___ EXTRACTED MATERIAL ___
PR #227, opened 2021-08-30
Updated label in cronjob job spec to allow it to be uniquely identifi…

aaronfern:

/area backup
/kind bug

Updated label in cronjob job template spec so that it can be identified

Fixes #

**Release note**:

```other operator
NONE
```

### DIFF
--- a/charts/etcd/templates/etcd-compaction-cronjob.yaml
+++ b/charts/etcd/templates/etcd-compaction-cronjob.yaml
@@ -23,7 +23,7 @@ metadata:
     name: {{ .Values.name }}
     uid: {{ .Values.uid }}
 spec:
-  schedule: {{ .Values.backup.backupCompactionSchedule }} 
+  schedule: {{ .Values.backup.backupCompactionSchedule | quote }} 
   concurrencyPolicy: Forbid
 {{- if eq (int $.Values.statefulsetReplicas) 0 }}
   suspend: true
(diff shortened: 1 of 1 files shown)


charts/etcd/templates/etcd-compaction-cronjob.yaml
```diff
@@ -23,7 +23,7 @@ metadata:
     name: {{ .Values.name }}
     uid: {{ .Values.uid }}
 spec:
-  schedule: {{ .Values.backup.backupCompactionSchedule }} 
+  schedule: "{{ .Values.backup.backupCompactionSchedule }}"
```
amshuman-kr, line 26:
```suggestion
  schedule: {{ .Values.backup.backupCompactionSchedule | quote }} 
```

charts/etcd/templates/etcd-compaction-cronjob.yaml
```diff
@@ -41,7 +41,7 @@ spec:
 {{ toYaml .Values.annotations | indent 12 }}
 {{- end }}
           labels:
-            name: etcd
+            name: etcd-compaction-cronjob
```
amshuman-kr, line 44:
```suggestion
            name: etcd-backup-compaction
```
Let's use the `name` label to indicate what process is actually running in the pod. Technically, it is not a cronjob, just a pod. Pedantic, I know, but still 😅

amshuman-kr (changes requested):
Thanks for the quick change @aaronfern! Looks good. Just a couple of pedantic suggestions 🙂

amshuman-kr (approved):
LGTM!

timuthy:
@aaronfern can this be closed as cronjobs won't be used anymore?

aaronfern:
Yes, this isn't needed anymore. Closing 
/close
___
→ **PROBLEM STATEMENT**
In the listing above, find the line containing "eq (int $.Values.statefulsetReplicas)" and the line containing "Thanks for the". Output them and every line between, exactly, and nothing else.

→ **ANSWER FOR THE TASK**
 {{- if eq (int $.Values.statefulsetReplicas) 0 }}
   suspend: true
(diff shortened: 1 of 1 files shown)


charts/etcd/templates/etcd-compaction-cronjob.yaml
```diff
@@ -23,7 +23,7 @@ metadata:
     name: {{ .Values.name }}
     uid: {{ .Values.uid }}
 spec:
-  schedule: {{ .Values.backup.backupCompactionSchedule }} 
+  schedule: "{{ .Values.backup.backupCompactionSchedule }}"
```
amshuman-kr, line 26:
```suggestion
  schedule: {{ .Values.backup.backupCompactionSchedule | quote }} 
```

charts/etcd/templates/etcd-compaction-cronjob.yaml
```diff
@@ -41,7 +41,7 @@ spec:
 {{ toYaml .Values.annotations | indent 12 }}
 {{- end }}
           labels:
-            name: etcd
+            name: etcd-compaction-cronjob
```
amshuman-kr, line 44:
```suggestion
            name: etcd-backup-compaction
```
Let's use the `name` label to indicate what process is actually running in the pod. Technically, it is not a cronjob, just a pod. Pedantic, I know, but still 😅

amshuman-kr (changes requested):
Thanks for the quick change @aaronfern! Looks good. Just a couple of pedantic suggestions 🙂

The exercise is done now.